Let $\sqsubset=\bigcup_n \sqsubset_n$ be a relation on $\omega^\omega$ where each $\sqsubset_n$ is arithmetic and $\{f: f\sqsubset_n g\}$ is closed for each $g\in \omega^\omega, n\in \omega, i.e. \Pi_1^0(g)$, a typical example is domination past $n$. In the following fix $\chi $ large enough regular cardinal.

Definition [Goldstern]. $\mathbb{Q}$ almost preserves $\sqsubset$ (or is almost preserving) if for all countable $N\prec H(\chi)$ containing $\mathbb{Q}, p\in \mathbb{Q}\cap N, g\in \omega^\omega$ and $N$ is $\sqsubset$-covered by $g$ (any $f\in N, f\sqsubset g$). There exists $q\leq p$ $(N,\mathbb{Q})$-generic such that $q\Vdash \forall f\in N[G] f\sqsubset g$.
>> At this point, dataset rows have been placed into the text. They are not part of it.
PR #11171, opened 2023-07-27
(WIP) Compatibility Report Rewrite

behunin:
This is far from done, just opening as a draft to start discussion.

What should we add?
What should we remove?

Thoughts, and/or opinions appreciated.

Login endpoint for this is not ready yet so even if you did compile and run this, you wont get past the first page.


abouvier:
Make the compatibility report not only per game but per base game + update version.

src/core/telemetry_session.cpp
```diff
@@ -223,21 +223,29 @@ void TelemetrySession::AddInitialInfo(Loader::AppLoader& app_loader,
         AddField(Telemetry::FieldType::Session, "ProgramId", formatted_program_id);
 
         std::string name;
+        std::string version;
         app_loader.ReadTitle(name);
+        FileSys::NACP control;
+        app_loader.ReadControlData(control);
+        version = control.GetVersionString();
```
liamwhite, line 230: Does this actually read the update version?

src/core/telemetry_session.cpp
```diff
@@ -290,4 +298,89 @@ bool TelemetrySession::SubmitTestcase() {
...
+
+bool TelemetrySession::GetSpeedLimitUse() {
+    return field_collection.GetField<bool>("Renderer_UseSpeedLimit");
+}
+
+u16 TelemetrySession::GetSpeedLimit() {
+    return field_collection.GetField<u16>("Renderer_SpeedLimit");
+}
+
+bool TelemetrySession::GetDishCahcheUse() {
```
liamwhite, line 321: GetDiskCacheUse

src/core/telemetry_session.cpp
```diff
@@ -290,4 +298,89 @@ bool TelemetrySession::SubmitTestcase() {
 #endif
 }
 
+std::string TelemetrySession::GetAudioSink() {
```
liamwhite, line 301: It might be better to just collect all settings and then filter out the token and  pathnames. (See src/common/settings.cpp:LogSettings)

src/yuzu/compatdb.h
```diff
@@ -1,43 +1,359 @@
...
 enum class CompatibilityStatus {
-    Perfect = 0,
-    Playable = 1,
+    Perfect = 7,
+    Playable = 8,
     // Unused: Okay = 2,
-    Ingame = 3,
-    IntroMenu = 4,
-    WontBoot = 5,
+    Ingame = 9,
```
liamwhite, line 33: I'd imagine the comment about `Okay` can be removed?

src/core/telemetry_session.cpp
behunin: For some games yes

src/core/telemetry_session.cpp
behunin: I made all these getters so that I could pass each type to the `nlohmann::json` in the report and have it take care of formatting them all. Makes for a much cleaner report review string.

Fafner1000:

We can check that this notion is preserved under iterations of finite length, more precisely, if $P$ is almost preserving and $1\Vdash_P \dot{Q}$ is almost preserving, then $P*\dot{Q}$ is almost preserving. My question is: is there any known example (references) that this notion is not preserved at limit stages (countable support iteration of proper forcings)?